Acquisition of Calvin cycle genes by itself is not sufficient to allow autotrophic growth; the new pathway needs to be integrated into overall metabolism. In X. flavus, the cbb operon does not encode GapDH and PGK, yet high activity levels of these enzymes are necessary to sustain a high rate of CO2 fixation required for autotrophic growth. This problem is solved by placing gap-pgk under CbbR control. Consequently, the gap-pgk operon of X. flavus is constitutively transcribed during heterotrophic growth and is super-induced by CbbR during autotrophic growth (Meijer et al., 1996). The data presented in this paper show that the CbbR regulon does not comprise tkt and tpi. These genes are expressed at a constitutive level and, in contrast to gap-pgk, do not respond to signals emanating from autotrophic metabolism. However, operation of the Calvin cycle requires high transketolase and triosephosphate isomerase activities. This is achieved by induction of the cbb operon, which results in expression of cbbT and hence increased transketolase activities (van den Bergh et al., 1996; Meijer et al., 1991). The transketolase activity profile therefore mimics that of GapDH and PGK, even though the mechanism to achieve it is completely different. The constitutive high level expression of tpi is apparently sufficient for both heterotrophic and autotrophic growth.

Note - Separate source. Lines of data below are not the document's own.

PR #75, opened 2019-08-22
Feature/rolling in remove dead rooms

lftakakura:
RemoveDeadRooms will not delete all rooms that have not performed ping for a while or have expired occupied timeout. Instead it will segment pods that are in these conditions and do rolling strategy to remove them (creating new ones before removing old).

### DIFF
--- a/controller/utils.go
+++ b/controller/utils.go
@@ -277,7 +277,7 @@ func waitTerminatingPods(
 	mr *models.MixedMetricsReporter,
 ) (timedout, wasCanceled bool) {
 	logger := l.WithFields(logrus.Fields{
-		"operation": "controller.waitTerminatingPods",
+		"source":    "controller.waitTerminatingPods",
 		"scheduler": namespace,
 	})
 
@@ -358,7 +358,7 @@ func waitCreatingPods(
 	mr *models.MixedMetricsReporter,
 ) (timedout, wasCanceled bool, err error) {
 	logger := l.WithFields(logrus.Fields{
-		"operation": "controller.waitCreatingPods",
+		"source":    "controller.waitCreatingPods",
 		"scheduler": namespace,
 	})
 
@@ -1026,7 +1026,7 @@ func AcquireLock(
 			}
 
 			if lock == nil {
-				l.Warnf("unable to get watcher %s lock, maybe some other process has it...", schedulerName)
+				l.Warnf("unable to get watcher %s lock %s, maybe some other process has it", schedulerName, lockKey)
 				break
 			}
 
--- a/watcher/watcher.go
+++ b/watcher/watcher.go
@@ -239,9 +239,9 @@ func (w *Watcher) Start() {
 	for w.Run == true {
 		select {
 		case <-ticker.C:
-			w.WithRedisLock(l, w.watchRooms)
+			w.watchRooms()
 		case <-tickerEnsure.C:
-			w.EnsureCorrectRooms()
+			w.WithDownscalingLock(w.EnsureCorrectRooms)
 		case <-tickerStateCount.C:
 			w.PodStatesCount()
 		case sig := <-sigchan:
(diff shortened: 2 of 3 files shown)


controller/utils.go
```diff
@@ -126,6 +127,7 @@ func replacePodsAndWait(
 	wg.Add(len(podsChunk))
 	for _, pod := range podsChunk {
 		go func(pod v1.Pod) {
+			defer GinkgoRecover()
```
cscatolini: It doesn't seem right to defer test related stuff in here. Why is this necessary?

watcher/watcher.go
```diff
@@ -268,14 +274,17 @@ func (w *Watcher) reportRoomsStatusesRoutine() {
 }
 
 func (w *Watcher) watchRooms() error {
-	w.RemoveDeadRooms()
-	w.AutoScale()
-	w.AddUtilizationMetricsToRedis()
+	l := w.Logger.WithFields(logrus.Fields{
+		"operation": "watcher.watchRooms",
+	})
+	w.WithRedisLock(l, w.AutoScale)
```
cscatolini: Why do we need full redis lock here?

watcher/watcher.go
```diff
@@ -268,14 +274,17 @@ func (w *Watcher) reportRoomsStatusesRoutine() {
...
+	w.WithDownscalingLock(l, w.RemoveDeadRooms)
+	w.WithRedisLock(l, w.AddUtilizationMetricsToRedis)
```
cscatolini: and here?

controller/utils.go
lftakakura: I need this to debug tests. It shouldn't have slipped through. My bad =(

watcher/watcher.go
lftakakura: I just kept this and AddUtilizationMetricsToRedis as it was. I'm going to think about using downScaling

controller/utils.go
lftakakura: Removed

ghostec:
Can you add a description of how your changes affect Maestro? :eyes:

watcher/watcher.go
cscatolini: ah okay! sorry, with the diff I didn't notice this was already AddUtilizationMetricsToRedis and AutoScale behaviour to lock everything

lftakakura:
> LGTM
> 
> It's up to you if you want to improve AddUtilizationMetricsToRedis and AutoScale locks in this PR or in another one. I'd change it in a separate PR so we can deploy this and validate the behaviour is as expected.

Ok. I'm already working on it. Gonna open a new PR

lftakakura:
> Can you add a description of how your changes affect Maestro? 👀

Sure

watcher/watcher.go
```diff
@@ -472,171 +509,221 @@ func (w *Watcher) WithRedisLock(l *logrus.Entry, f func() error) {
...
+	}
+
+	if len(roomsNoPingSince) > 0 || len(roomsOnOccupiedTimeout) > 0 {
+		podsToReplace, err := w.listPodsToReplace(logger, append(roomsNoPingSince, roomsOnOccupiedTimeout...))
+
+		// load scheduler from database
 		scheduler := models.NewScheduler(w.SchedulerName, "", "")
 		err = scheduler.Load(w.DB)
 		if err != nil {
 			logger.WithError(err).Error("error accessing db while removing dead rooms")
```
ghostec: Right after logging the error, all RemoveDeadRooms does is `logger.Info("finish check of dead rooms")` then it returns nil. Shouldn't you just return this error, remove the else and assume you'll only get there if err == nil?

watcher/watcher_test.go
```diff
@@ -4613,8 +4589,8 @@ var _ = Describe("Watcher", func() {
 				Expect(err).ToNot(HaveOccurred())
 			}
 
-			testing.MockRedisLock(mockRedisClient, downScalingLockKey, config.GetInt("watcher.lockTimeoutMs"), true, nil)
-			testing.MockReturnRedisLock(mockRedisClient, downScalingLockKey, nil)
+			// testing.MockRedisLock(mockRedisClient, downScalingLockKey, config.GetInt("watcher.lockTimeoutMs"), true, nil)
```
ghostec: remove?

ghostec:
LGTM

PR #76, opened 2019-08-23
Use only downscalingLock in watcher operations

lftakakura:
- watcher operations using only downscaling lock
- ScaleUp does not use lock
- ScaleDown use downscalingLock
- Pod metrics saving on redis (for metrics triggers) does not use lock


Henrod:
Why isn't this merged?

PR #77, opened 2019-08-29
Forward forwarder metadata along with gameserver metadata

lftakakura:
forwarding metadata configured in forwarders.<plugin>.<forwarder_name>. Gameserver metadata still takes precedence

### DIFF
--- a/plugins/grpc/forwarder.go
+++ b/plugins/grpc/forwarder.go
@@ -32,6 +32,7 @@ type GRPCForwarder struct {
 	client        pb.GRPCForwarderClient
 	logger        log.FieldLogger
 	serverAddress string
+	metadata      map[string]interface{}
 }
 
 // ForwarderFunc is the type of functions in GRPCForwarder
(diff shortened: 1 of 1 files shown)


plugins/grpc/forwarder.go
```diff
@@ -345,20 +345,32 @@ func (g *GRPCForwarder) SchedulerEvent(ctx context.Context, infos, fwdMetadata m
 
 //Forward send room or player status to specified server
 func (g *GRPCForwarder) Forward(ctx context.Context, event string, infos, fwdMetadata map[string]interface{}) (status int32, message string, err error) {
+
+	// Add forwarder metadata (from maestro config) to request
+	// Client metadata should take priority
+	metadata := g.config.GetStringMap("metadata")
```
ghostec: can't we store this value as a field in GRPCForwarder instead of retrieving from viper.Config every time?

plugins/grpc/forwarder.go
```diff
@@ -345,20 +345,32 @@ func (g *GRPCForwarder) SchedulerEvent(ctx context.Context, infos, fwdMetadata m
...
+		metadata = fwdMetadata
+	}
+
 	l := g.logger.WithFields(log.Fields{
 		"op":          "Forward",
 		"source":      "plugin/grpc",
 		"event":       event,
 		"infos":       fmt.Sprintf("%v", infos),
-		"fwdMetadata": fmt.Sprintf("%v", fwdMetadata),
+		"fwdMetadata": fmt.Sprintf("%v", metadata),
```
ghostec: logging this for every event isn't excessive? why is this info instead of debug?

plugins/grpc/forwarder.go
lftakakura: up

plugins/grpc/forwarder.go
lftakakura: up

Surprisingly, transaldolase is also constitutively expressed, which was also observed for R.

eutropha (Bowien & Schlegel, 1972). This enzyme functions in the pentose phosphate cycle, and catalyses the same reaction as the combined activities of SBPase and sedoheptulosebisphosphate aldolase. However, all autotrophs examined to date employ an SBPase variant of the Calvin cycle, which, in contrast to the transaldolase variant, is irreversible. This may allow the cell to obtain high intracellular levels of ribulose-5-phosphate, the substrate of PRK. In addition, it apparently introduces another control point

in the Calvin cycle since the activity of SBPase of X. flavus is stimulated by ATP (van den Bergh et al., 1995). The simultaneous use of SBP aldolase/SBPase and transaldolase as is the case in X. flavus could therefore create a futile cycle. A possible explanation for this paradox could be that the enzymes involved in the Calvin cycle and pentose phosphate cycle are organised in enzyme complexes, allowing channeling of substrates through a particular set of enzymes. These complexes have been observed for both Calvin cycle and pentose phosphate cycle enzymes, e.g., (Joint et al., 1972; Suss et al., 1993; Gontero et al., 1988; Wood et al., 1985). Alternatively, the constitutive expression of transaldolase and Tkt during autotrophic growth could indicate that X. flavus only recently acquired the cbb operon and that mechanisms to repress tkt and the transaldolase encoding gene have ot yet evolved. Future experiments will therefore assess the role of the enzymes in autotrophic metabolism.